** Opening SOURCE INFORMATION block **

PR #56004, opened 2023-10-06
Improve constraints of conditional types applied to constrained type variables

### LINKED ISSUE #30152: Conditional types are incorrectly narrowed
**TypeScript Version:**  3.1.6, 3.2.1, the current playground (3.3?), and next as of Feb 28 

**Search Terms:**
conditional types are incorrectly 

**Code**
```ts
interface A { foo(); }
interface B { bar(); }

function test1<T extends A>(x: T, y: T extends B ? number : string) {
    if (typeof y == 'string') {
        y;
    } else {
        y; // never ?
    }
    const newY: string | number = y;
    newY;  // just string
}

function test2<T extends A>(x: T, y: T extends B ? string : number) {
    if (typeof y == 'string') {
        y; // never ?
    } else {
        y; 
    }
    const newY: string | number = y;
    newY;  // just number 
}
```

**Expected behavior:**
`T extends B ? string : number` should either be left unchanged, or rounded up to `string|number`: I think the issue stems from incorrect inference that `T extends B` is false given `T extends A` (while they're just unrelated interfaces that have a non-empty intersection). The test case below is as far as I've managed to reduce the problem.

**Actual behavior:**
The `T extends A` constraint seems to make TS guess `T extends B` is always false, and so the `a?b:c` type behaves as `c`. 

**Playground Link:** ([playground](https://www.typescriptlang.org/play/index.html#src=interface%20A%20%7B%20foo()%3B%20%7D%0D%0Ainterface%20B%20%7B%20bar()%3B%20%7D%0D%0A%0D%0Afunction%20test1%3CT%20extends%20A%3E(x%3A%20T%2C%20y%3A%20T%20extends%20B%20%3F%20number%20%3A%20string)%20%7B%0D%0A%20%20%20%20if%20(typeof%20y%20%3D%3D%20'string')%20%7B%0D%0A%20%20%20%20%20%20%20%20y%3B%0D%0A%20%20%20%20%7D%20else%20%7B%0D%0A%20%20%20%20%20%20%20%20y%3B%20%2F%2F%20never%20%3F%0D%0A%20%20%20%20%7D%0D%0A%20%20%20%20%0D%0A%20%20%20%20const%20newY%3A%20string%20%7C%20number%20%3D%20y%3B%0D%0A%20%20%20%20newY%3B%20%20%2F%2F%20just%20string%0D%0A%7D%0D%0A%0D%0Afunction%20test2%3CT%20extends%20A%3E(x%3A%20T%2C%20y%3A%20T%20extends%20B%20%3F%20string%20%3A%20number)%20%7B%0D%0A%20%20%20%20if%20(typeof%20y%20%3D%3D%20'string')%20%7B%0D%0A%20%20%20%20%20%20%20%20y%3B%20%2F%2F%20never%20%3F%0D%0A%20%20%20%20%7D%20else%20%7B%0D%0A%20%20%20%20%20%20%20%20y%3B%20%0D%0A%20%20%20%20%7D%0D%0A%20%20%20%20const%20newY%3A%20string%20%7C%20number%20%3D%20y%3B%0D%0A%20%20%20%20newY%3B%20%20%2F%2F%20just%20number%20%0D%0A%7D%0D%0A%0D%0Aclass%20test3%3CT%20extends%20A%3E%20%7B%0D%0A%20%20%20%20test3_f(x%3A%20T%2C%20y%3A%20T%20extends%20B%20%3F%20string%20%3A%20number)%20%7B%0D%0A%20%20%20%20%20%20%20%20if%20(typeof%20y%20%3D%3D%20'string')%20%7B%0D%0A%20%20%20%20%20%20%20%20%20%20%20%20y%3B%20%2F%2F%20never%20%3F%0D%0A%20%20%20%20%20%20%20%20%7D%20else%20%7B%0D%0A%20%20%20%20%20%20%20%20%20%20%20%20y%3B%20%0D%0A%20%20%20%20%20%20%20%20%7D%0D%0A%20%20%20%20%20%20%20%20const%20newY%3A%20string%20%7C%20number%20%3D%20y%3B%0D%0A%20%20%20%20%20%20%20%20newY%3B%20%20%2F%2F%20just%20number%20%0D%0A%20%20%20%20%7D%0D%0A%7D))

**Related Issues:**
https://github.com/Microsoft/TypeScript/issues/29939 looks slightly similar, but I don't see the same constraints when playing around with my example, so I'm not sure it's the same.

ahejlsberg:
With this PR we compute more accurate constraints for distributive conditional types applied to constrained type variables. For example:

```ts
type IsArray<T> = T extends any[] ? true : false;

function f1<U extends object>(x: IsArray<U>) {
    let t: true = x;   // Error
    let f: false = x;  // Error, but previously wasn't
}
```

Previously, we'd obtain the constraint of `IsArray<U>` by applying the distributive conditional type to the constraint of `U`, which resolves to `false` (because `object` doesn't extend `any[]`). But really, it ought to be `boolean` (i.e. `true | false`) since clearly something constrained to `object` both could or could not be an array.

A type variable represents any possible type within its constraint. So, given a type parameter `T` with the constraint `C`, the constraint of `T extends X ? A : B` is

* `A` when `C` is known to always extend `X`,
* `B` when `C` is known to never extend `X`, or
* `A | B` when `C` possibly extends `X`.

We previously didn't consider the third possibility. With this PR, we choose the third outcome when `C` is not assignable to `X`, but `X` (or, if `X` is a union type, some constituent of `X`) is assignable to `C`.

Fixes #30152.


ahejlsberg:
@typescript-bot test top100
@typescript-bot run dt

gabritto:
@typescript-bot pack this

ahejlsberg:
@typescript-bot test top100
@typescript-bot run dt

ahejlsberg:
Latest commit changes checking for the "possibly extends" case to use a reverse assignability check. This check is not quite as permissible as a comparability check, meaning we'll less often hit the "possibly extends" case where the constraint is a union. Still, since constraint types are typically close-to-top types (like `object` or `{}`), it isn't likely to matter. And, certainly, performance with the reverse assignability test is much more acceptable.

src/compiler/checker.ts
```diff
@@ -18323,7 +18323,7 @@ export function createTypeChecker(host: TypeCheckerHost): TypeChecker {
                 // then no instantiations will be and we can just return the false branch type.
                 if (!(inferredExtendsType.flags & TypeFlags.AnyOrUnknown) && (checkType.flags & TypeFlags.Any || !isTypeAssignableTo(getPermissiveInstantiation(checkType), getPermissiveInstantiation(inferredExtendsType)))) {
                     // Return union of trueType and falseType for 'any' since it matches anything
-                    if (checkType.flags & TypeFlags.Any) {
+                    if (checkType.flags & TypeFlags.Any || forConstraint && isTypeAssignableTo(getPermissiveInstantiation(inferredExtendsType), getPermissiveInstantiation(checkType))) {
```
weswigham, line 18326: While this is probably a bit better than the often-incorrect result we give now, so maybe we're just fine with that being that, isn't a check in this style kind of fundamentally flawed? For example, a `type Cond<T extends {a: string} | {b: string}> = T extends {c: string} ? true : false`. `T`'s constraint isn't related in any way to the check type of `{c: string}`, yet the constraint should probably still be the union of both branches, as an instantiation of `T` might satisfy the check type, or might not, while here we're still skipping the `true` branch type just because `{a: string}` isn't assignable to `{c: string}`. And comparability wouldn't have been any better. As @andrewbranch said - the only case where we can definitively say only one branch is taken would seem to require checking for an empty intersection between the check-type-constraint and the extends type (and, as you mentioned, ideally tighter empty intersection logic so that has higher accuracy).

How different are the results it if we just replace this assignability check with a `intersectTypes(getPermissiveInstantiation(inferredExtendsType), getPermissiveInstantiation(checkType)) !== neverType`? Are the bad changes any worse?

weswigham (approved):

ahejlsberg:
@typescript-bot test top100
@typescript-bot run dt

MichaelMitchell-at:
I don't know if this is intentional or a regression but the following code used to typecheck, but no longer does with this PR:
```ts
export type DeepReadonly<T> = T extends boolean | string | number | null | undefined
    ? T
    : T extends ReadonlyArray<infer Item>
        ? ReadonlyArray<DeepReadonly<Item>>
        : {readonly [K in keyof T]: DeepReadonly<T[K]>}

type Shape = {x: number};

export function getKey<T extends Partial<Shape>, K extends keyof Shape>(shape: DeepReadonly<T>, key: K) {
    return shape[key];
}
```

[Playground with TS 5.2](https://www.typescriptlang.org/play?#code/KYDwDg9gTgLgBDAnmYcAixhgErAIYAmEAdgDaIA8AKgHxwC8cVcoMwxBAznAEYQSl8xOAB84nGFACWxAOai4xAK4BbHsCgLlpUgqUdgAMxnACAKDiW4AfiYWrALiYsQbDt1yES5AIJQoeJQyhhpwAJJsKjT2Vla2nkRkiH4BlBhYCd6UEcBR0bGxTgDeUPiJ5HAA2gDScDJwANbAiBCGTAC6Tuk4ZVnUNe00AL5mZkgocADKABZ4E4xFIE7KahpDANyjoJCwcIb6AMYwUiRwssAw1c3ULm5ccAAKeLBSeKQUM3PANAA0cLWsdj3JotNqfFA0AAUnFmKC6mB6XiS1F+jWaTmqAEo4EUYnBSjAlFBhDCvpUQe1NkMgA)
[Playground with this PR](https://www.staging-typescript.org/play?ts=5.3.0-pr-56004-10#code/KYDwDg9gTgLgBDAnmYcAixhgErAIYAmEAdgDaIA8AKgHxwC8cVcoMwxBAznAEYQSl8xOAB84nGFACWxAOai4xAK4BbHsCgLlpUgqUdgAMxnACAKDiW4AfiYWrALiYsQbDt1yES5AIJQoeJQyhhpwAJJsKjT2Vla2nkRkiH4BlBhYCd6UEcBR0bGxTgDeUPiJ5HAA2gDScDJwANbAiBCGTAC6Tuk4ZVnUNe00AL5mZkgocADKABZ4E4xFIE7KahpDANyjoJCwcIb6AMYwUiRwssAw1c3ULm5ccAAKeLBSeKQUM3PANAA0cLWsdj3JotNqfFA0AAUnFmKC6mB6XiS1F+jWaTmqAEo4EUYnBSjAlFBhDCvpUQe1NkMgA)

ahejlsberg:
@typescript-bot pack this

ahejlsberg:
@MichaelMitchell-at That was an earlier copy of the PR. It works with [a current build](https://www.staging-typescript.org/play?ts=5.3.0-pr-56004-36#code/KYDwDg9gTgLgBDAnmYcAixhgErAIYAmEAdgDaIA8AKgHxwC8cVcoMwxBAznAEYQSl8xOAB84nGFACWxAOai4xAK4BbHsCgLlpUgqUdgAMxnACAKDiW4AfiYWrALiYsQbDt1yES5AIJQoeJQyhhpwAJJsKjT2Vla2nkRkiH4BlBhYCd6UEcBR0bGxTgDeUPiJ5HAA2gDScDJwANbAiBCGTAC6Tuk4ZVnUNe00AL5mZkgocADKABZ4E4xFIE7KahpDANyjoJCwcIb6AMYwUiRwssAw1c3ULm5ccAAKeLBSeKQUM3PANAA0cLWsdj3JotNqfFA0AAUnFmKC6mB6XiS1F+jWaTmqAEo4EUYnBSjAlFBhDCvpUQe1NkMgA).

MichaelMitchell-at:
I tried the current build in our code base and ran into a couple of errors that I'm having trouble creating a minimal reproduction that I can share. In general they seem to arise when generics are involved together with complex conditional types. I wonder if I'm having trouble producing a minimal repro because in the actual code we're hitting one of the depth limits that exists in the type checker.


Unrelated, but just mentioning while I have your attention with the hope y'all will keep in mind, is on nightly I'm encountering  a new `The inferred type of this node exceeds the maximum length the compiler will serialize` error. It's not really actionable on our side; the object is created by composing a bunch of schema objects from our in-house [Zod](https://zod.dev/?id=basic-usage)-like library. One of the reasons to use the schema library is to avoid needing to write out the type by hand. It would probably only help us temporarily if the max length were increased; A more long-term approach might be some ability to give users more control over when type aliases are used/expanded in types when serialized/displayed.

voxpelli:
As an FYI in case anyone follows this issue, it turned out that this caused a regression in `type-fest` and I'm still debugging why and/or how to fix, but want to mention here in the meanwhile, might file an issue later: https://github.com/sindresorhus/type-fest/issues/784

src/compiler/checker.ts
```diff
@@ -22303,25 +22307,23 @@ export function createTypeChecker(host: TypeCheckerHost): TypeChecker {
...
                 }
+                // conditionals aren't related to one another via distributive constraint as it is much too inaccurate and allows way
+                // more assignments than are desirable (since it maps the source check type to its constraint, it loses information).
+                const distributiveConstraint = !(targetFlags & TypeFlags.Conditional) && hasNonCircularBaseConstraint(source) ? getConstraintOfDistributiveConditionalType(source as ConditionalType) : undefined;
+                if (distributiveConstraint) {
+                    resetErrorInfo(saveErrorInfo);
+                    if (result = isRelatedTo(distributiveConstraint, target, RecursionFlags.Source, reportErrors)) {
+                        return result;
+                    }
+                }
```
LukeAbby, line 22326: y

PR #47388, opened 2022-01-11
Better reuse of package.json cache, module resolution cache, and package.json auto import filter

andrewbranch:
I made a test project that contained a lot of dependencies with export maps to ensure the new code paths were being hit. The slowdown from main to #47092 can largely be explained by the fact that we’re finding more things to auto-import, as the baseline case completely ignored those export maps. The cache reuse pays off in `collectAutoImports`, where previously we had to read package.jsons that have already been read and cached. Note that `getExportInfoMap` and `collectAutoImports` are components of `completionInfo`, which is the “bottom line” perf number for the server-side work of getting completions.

** Closing SOURCE INFORMATION block **

- _EXERCISE REQUIREMENTS_
Lines from the top of the data above through the line containing "constraint seems to" must be repeated exactly. All other lines stay out.

- _SOLUTION_
PR #56004, opened 2023-10-06
Improve constraints of conditional types applied to constrained type variables

### LINKED ISSUE #30152: Conditional types are incorrectly narrowed
**TypeScript Version:**  3.1.6, 3.2.1, the current playground (3.3?), and next as of Feb 28 

**Search Terms:**
conditional types are incorrectly 

**Code**
```ts
interface A { foo(); }
interface B { bar(); }

function test1<T extends A>(x: T, y: T extends B ? number : string) {
    if (typeof y == 'string') {
        y;
    } else {
        y; // never ?
    }
    const newY: string | number = y;
    newY;  // just string
}

function test2<T extends A>(x: T, y: T extends B ? string : number) {
    if (typeof y == 'string') {
        y; // never ?
    } else {
        y; 
    }
    const newY: string | number = y;
    newY;  // just number 
}
```

**Expected behavior:**
`T extends B ? string : number` should either be left unchanged, or rounded up to `string|number`: I think the issue stems from incorrect inference that `T extends B` is false given `T extends A` (while they're just unrelated interfaces that have a non-empty intersection). The test case below is as far as I've managed to reduce the problem.

**Actual behavior:**
The `T extends A` constraint seems to make TS guess `T extends B` is always false, and so the `a?b:c` type behaves as `c`. 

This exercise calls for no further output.